Movement Disorder Clinic, Toronto Western Hospital, Toronto, Ontario, Canada.
Mov Disord. 2011 Oct;26 Suppl 3:S2-41. doi: 10.1002/mds.23829.
The objective was to update previous evidence-based medicine reviews of treatments for motor symptoms of Parkinson's disease published between 2002 and 2005. Level I (randomized, controlled trial) reports of pharmacological, surgical, and nonpharmacological interventions for the motor symptoms of Parkinson's disease between January 2004 (2001 for nonpharmacological) and December 2010 were reviewed. Criteria for inclusion, clinical indications, ranking, efficacy conclusions, safety, and implications for clinical practice followed the original program outline and adhered to evidence-based medicine methodology. Sixty-eight new studies qualified for review. Piribedil, pramipexole, pramipexole extended release, ropinirole, rotigotine, cabergoline, and pergolide were all efficacious as symptomatic monotherapy; ropinirole prolonged release was likely efficacious. All were efficacious as a symptomatic adjunct except pramipexole extended release, for which there is insufficient evidence. For prevention/delay of motor fluctuations, pramipexole and cabergoline were efficacious, and for prevention/delay of dyskinesia, pramipexole, ropinirole, ropinirole prolonged release, and cabergoline were all efficacious, whereas pergolide was likely efficacious. Duodenal infusion of levodopa was likely efficacious in the treatment of motor complications, but the practice implication is investigational. Entacapone was nonefficacious as a symptomatic adjunct to levodopa in nonfluctuating patients and nonefficacious in the prevention/delay of motor complications. Rasagiline conclusions were revised to efficacious as a symptomatic adjunct, and as treatment for motor fluctuations. Clozapine was efficacious in dyskinesia, but because of safety issues, the practice implication is possibly useful. Bilateral subthalamic nucleus deep brain stimulation, bilateral globus pallidus stimulation, and unilateral pallidotomy were updated to efficacious for motor complications. Physical therapy was revised to likely efficacious as symptomatic adjunct therapy. This evidence-based medicine review updates the field and highlights gaps for research.
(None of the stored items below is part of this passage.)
PR #34, opened 2021-08-02
P2 VM tests for Volume

chajain:
Create VM with two disk volumes
Create VM with one disk volume and one CDROM volume

### DIFF
--- a/harvester_e2e_tests/fixtures/vm.py
+++ b/harvester_e2e_tests/fixtures/vm.py
@@ -154,3 +154,41 @@ def vm_with_volume(request, admin_session, image, volume, keypair,
                               volume=volume,
                               keypair=keypair)
     return vm_json
+
+
+@pytest.fixture(scope='class')
+def vm_with_two_disks(request, admin_session, image, keypair,
+                      harvester_api_endpoints):
+
+    volume1 = utils.create_volume(
+        request, admin_session, harvester_api_endpoints,
+        description='Test volume', size=8)
+    volume2 = utils.create_volume(
+        request, admin_session, harvester_api_endpoints,
+        description='Test volume 2nd Disk', size=8)
+    vm_json = utils.create_vm(request, admin_session, image,
+                              harvester_api_endpoints,
+                              template='vm_with_two_disks',
+                              volume=volume1,
+                              volume2=volume2,
+                              keypair=keypair)
+    return vm_json
+
+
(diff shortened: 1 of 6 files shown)


harvester_e2e_tests/utils.py
```diff
@@ -336,14 +336,17 @@ def _wait_for_image_become_active():
 def create_vm(request, admin_session, image, harvester_api_endpoints,
               template='basic_vm', keypair=None, volume=None, network=None,
               cpu=1, disk_size_gb=10, memory_gb=1, network_data=None,
-              user_data=None, running=True):
+              user_data=None, running=True, volume2=None):
```
guangyee, line 339: For future consideration, I would suggest doing `additional_volumes=[]` instead of `volume2=None` in case we more volumes to add. We don't have to change it now, just something to keep in mind.

guangyee (approved):
It would be nice to make the additional volumes generic instead of just volume2. I am fine with merging this one as is. But we'll need to refactor this code if additional volumes are needed.

harvester_e2e_tests/fixtures/vm.py
```diff
@@ -154,3 +154,41 @@ def vm_with_volume(request, admin_session, image, volume, keypair,
...
+                              volume2=volume2,
+                              keypair=keypair)
+    return vm_json
+
+
+@pytest.fixture(scope='class')
+def vm_with_disk_cdrom(request, admin_session, image, keypair,
+                       harvester_api_endpoints):
+
+    cdromvol = utils.create_volume(
```
guangyee, line 182: I don't think we need to explicitly create the CDROM volume.

harvester_e2e_tests/templates/vm_with_disk_cdrom.json.j2
```diff
@@ -0,0 +1,165 @@
+{# Template for basic VM creation request. Start the VM instance upon #}
```
guangyee, line 1: I don't think we need this template. The basic_vm template already have a cdrom device. See https://github.com/harvester/tests/blob/main/harvester_e2e_tests/templates/basic_vm.json.j2#L100

guangyee (changes requested):
Sorry I just found out that we already have test cases for external volume and cdrom. We may not need this PR anymore as the cases are covered in the basic VM tests.

chajain:
These tests are already there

本研究旨在更新 2002 年至 2005 年期间发表的有关帕金森病运动症状治疗的循证医学综述。我们回顾了 2004 年 1 月(非药物治疗为 2001 年)至 2010 年 12 月期间针对帕金森病运动症状的药理学、手术和非药理学干预的一级(随机对照试验)报告。纳入标准、临床适应证、排序、疗效结论、安全性以及对临床实践的影响均遵循原始方案大纲,并符合循证医学方法。有 68 项新研究符合审查标准。吡贝地尔、普拉克索、普拉克索控释剂、罗匹尼罗、罗替高汀、卡麦角林和培高利特作为症状性单药治疗均有效;罗匹尼罗缓释剂可能有效。除普拉克索控释剂外,所有药物作为症状性辅助治疗均有效,但针对后者的证据不足。对于运动波动的预防/延迟,普拉克索和卡麦角林有效,对于运动障碍的预防/延迟,普拉克索、罗匹尼罗、罗匹尼罗缓释剂和卡麦角林均有效,而培高利特可能有效。十二指肠给予左旋多巴可能对运动并发症的治疗有效,但其实践意义仍需进一步研究。恩他卡朋作为非波动患者左旋多巴的辅助治疗无效,也不能预防/延迟运动并发症。雷沙吉兰的结论修订为对运动障碍和运动波动的症状性辅助治疗有效。氯氮平对运动障碍有效,但由于安全性问题,其临床应用意义可能是有用的。双侧丘脑底核深部脑刺激、双侧苍白球刺激和单侧苍白球切开术的更新结果为对运动并发症有效。物理疗法修订为作为症状性辅助治疗可能有效。本循证医学综述更新了该领域的知识,并突出了研究空白。